Retype each entry below exactly as it stands.

[[ SOURCE DATA open ]]

PR #4117, opened 2019-12-16
extend checks for UTC inputs for robustness

### LINKED ISSUE #4116: fast IDate/Time methods for UTC can be extended to when we can infer tz is UTC
Currently we test:

```
if (inherits(x, "POSIXct") && identical(attr(x, "tzone", exact = TRUE), "UTC")) 
```

However, if `'tzone'` attribute is missing and `Sys.timezone()` is UTC (actually, `%chin% c('GMT', 'UTC', 'Etc/UTC', 'Etc/GMT', 'GMT-0', 'GMT+0', 'GMT0')` is fine), we can do the same shortcut

MichaelChirico:
Closes #4116 

You can confirm all these timezones are the same like:

```
utc_tz = c("Etc/GMT", "Etc/UTC", "GMT", "GMT-0", "GMT+0", "GMT0", "UTC")
T0 = Sys.time() # ditto for .POSIXct(0) and .POSIXct(-1e6)
length(unique(sapply(utc_tz, function(tz) format(T0, tz=tz))))
# [1] 1
```

### DIFF
--- a/R/utils.R
+++ b/R/utils.R
@@ -117,6 +117,14 @@ do_patterns = function(pat_sub, all_cols) {
   return(matched)
 }
 
+# check UTC status
+is_utc = function(tz) {
+  # via grep('UTC|GMT', OlsonNames(), value = TRUE)
+  utc_tz = c("Etc/GMT", "Etc/UTC", "GMT", "GMT-0", "GMT+0", "GMT0", "UTC")
+  if (is.null(tz)) tz = Sys.timezone()
+  return(tz %chin% utc_tz)
+}
+
 # nocov start #593 always return a data.table
 edit.data.table = function(name, ...) {
   setDT(NextMethod('edit', name))[]
--- a/NEWS.md
+++ b/NEWS.md
@@ -12,6 +12,8 @@
 
 ## NOTES
 
+1. `as.IDate`, `as.ITime`, `second`, `minute`, and `hour` now recognize UTC equivalents for speed: GMT, GMT-0, GMT+0, GMT0, Etc/GMT, and Etc/UTC, [#4116](https://github.com/Rdatatable/data.table/issues/4116).
+
 
 # data.table [v1.12.8](https://github.com/Rdatatable/data.table/milestone/15?closed=1)  (09 Dec 2019)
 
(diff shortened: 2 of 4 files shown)


MichaelChirico:
Really dunno why we're getting this on Travis, not able to reproduce:

```
<simpleError in if (tz == "UTC") {    z <- floor(unclass(x)/86400)    attr(z, "tzone") <- NULL    .Date(z)} else as.Date(as.POSIXlt(x, tz = tz)): argument is of length zero>
```

That snippet comes from `base::as.Date.POSIXct` and it should be from `if (NULL == 'UTC')` but the first tracing commit shows there was never a case of getting `tz=NULL` passed to `as.Date.POSIXct`

MichaelChirico:
I find this PR very strange in that the initial commit didn't work on Travis and the current commit does. any ideas?

MichaelChirico:
difference in code is

```
if (is.null(tz)) tz=''
as.IDate(as.Date(x, tz = tz, ...))
```

vs

```
as.IDate(as.Date(x, tz =  if (is.null(tz)) tz='' else tz, ...))
```

I can't see how in the first one `tz` was passed as `NULL` to `as.Date` 🤔

R/utils.R
```diff
@@ -117,6 +117,14 @@ do_patterns = function(pat_sub, all_cols) {
   return(matched)
 }
 
+# check UTC status
+is_utc = function(tz) {
+  # via grep('UTC|GMT', OlsonNames(), value = TRUE)
+  utc_tz = c("Etc/GMT", "Etc/UTC", "GMT", "GMT-0", "GMT+0", "GMT0", "UTC")
```
MichaelChirico: I sorted this alphabetically... perhaps we should sort it by expected frequency instead? Does `%chin%` have a short-out to return once the first match is found?

mattdowle: No. Good idea. If its LHS is length 1, then it should just loop through the RHS and stop early if and when it is found.  (Btw, sorting the input was good thought but doesn't help as it's an order-n two-pass approach using the now-well- established truelength clobber technique.)

mattdowle: When `%chin%` does short-circuit as you suggested, then yes this input should be sorted by expected frequency.

mattdowle: Done: #4121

[[ SOURCE DATA closed ]]

#### WRITTEN SOLUTION:
PR #4117, opened 2019-12-16
extend checks for UTC inputs for robustness

### LINKED ISSUE #4116: fast IDate/Time methods for UTC can be extended to when we can infer tz is UTC
Currently we test:

```
if (inherits(x, "POSIXct") && identical(attr(x, "tzone", exact = TRUE), "UTC")) 
```

However, if `'tzone'` attribute is missing and `Sys.timezone()` is UTC (actually, `%chin% c('GMT', 'UTC', 'Etc/UTC', 'Etc/GMT', 'GMT-0', 'GMT+0', 'GMT0')` is fine), we can do the same shortcut

MichaelChirico:
Closes #4116 

You can confirm all these timezones are the same like:

```
utc_tz = c("Etc/GMT", "Etc/UTC", "GMT", "GMT-0", "GMT+0", "GMT0", "UTC")
T0 = Sys.time() # ditto for .POSIXct(0) and .POSIXct(-1e6)
length(unique(sapply(utc_tz, function(tz) format(T0, tz=tz))))
# [1] 1
```

### DIFF
--- a/R/utils.R
+++ b/R/utils.R
@@ -117,6 +117,14 @@ do_patterns = function(pat_sub, all_cols) {
   return(matched)
 }
 
+# check UTC status
+is_utc = function(tz) {
+  # via grep('UTC|GMT', OlsonNames(), value = TRUE)
+  utc_tz = c("Etc/GMT", "Etc/UTC", "GMT", "GMT-0", "GMT+0", "GMT0", "UTC")
+  if (is.null(tz)) tz = Sys.timezone()
+  return(tz %chin% utc_tz)
+}
+
 # nocov start #593 always return a data.table
 edit.data.table = function(name, ...) {
   setDT(NextMethod('edit', name))[]
--- a/NEWS.md
+++ b/NEWS.md
@@ -12,6 +12,8 @@
 
 ## NOTES
 
+1. `as.IDate`, `as.ITime`, `second`, `minute`, and `hour` now recognize UTC equivalents for speed: GMT, GMT-0, GMT+0, GMT0, Etc/GMT, and Etc/UTC, [#4116](https://github.com/Rdatatable/data.table/issues/4116).
+
 
 # data.table [v1.12.8](https://github.com/Rdatatable/data.table/milestone/15?closed=1)  (09 Dec 2019)
 
(diff shortened: 2 of 4 files shown)


MichaelChirico:
Really dunno why we're getting this on Travis, not able to reproduce:

```
<simpleError in if (tz == "UTC") {    z <- floor(unclass(x)/86400)    attr(z, "tzone") <- NULL    .Date(z)} else as.Date(as.POSIXlt(x, tz = tz)): argument is of length zero>
```

That snippet comes from `base::as.Date.POSIXct` and it should be from `if (NULL == 'UTC')` but the first tracing commit shows there was never a case of getting `tz=NULL` passed to `as.Date.POSIXct`

MichaelChirico:
I find this PR very strange in that the initial commit didn't work on Travis and the current commit does. any ideas?

MichaelChirico:
difference in code is

```
if (is.null(tz)) tz=''
as.IDate(as.Date(x, tz = tz, ...))
```

vs

```
as.IDate(as.Date(x, tz =  if (is.null(tz)) tz='' else tz, ...))
```

I can't see how in the first one `tz` was passed as `NULL` to `as.Date` 🤔

R/utils.R
```diff
@@ -117,6 +117,14 @@ do_patterns = function(pat_sub, all_cols) {
   return(matched)
 }
 
+# check UTC status
+is_utc = function(tz) {
+  # via grep('UTC|GMT', OlsonNames(), value = TRUE)
+  utc_tz = c("Etc/GMT", "Etc/UTC", "GMT", "GMT-0", "GMT+0", "GMT0", "UTC")
```
MichaelChirico: I sorted this alphabetically... perhaps we should sort it by expected frequency instead? Does `%chin%` have a short-out to return once the first match is found?

mattdowle: No. Good idea. If its LHS is length 1, then it should just loop through the RHS and stop early if and when it is found.  (Btw, sorting the input was good thought but doesn't help as it's an order-n two-pass approach using the now-well- established truelength clobber technique.)

mattdowle: When `%chin%` does short-circuit as you suggested, then yes this input should be sorted by expected frequency.

mattdowle: Done: #4121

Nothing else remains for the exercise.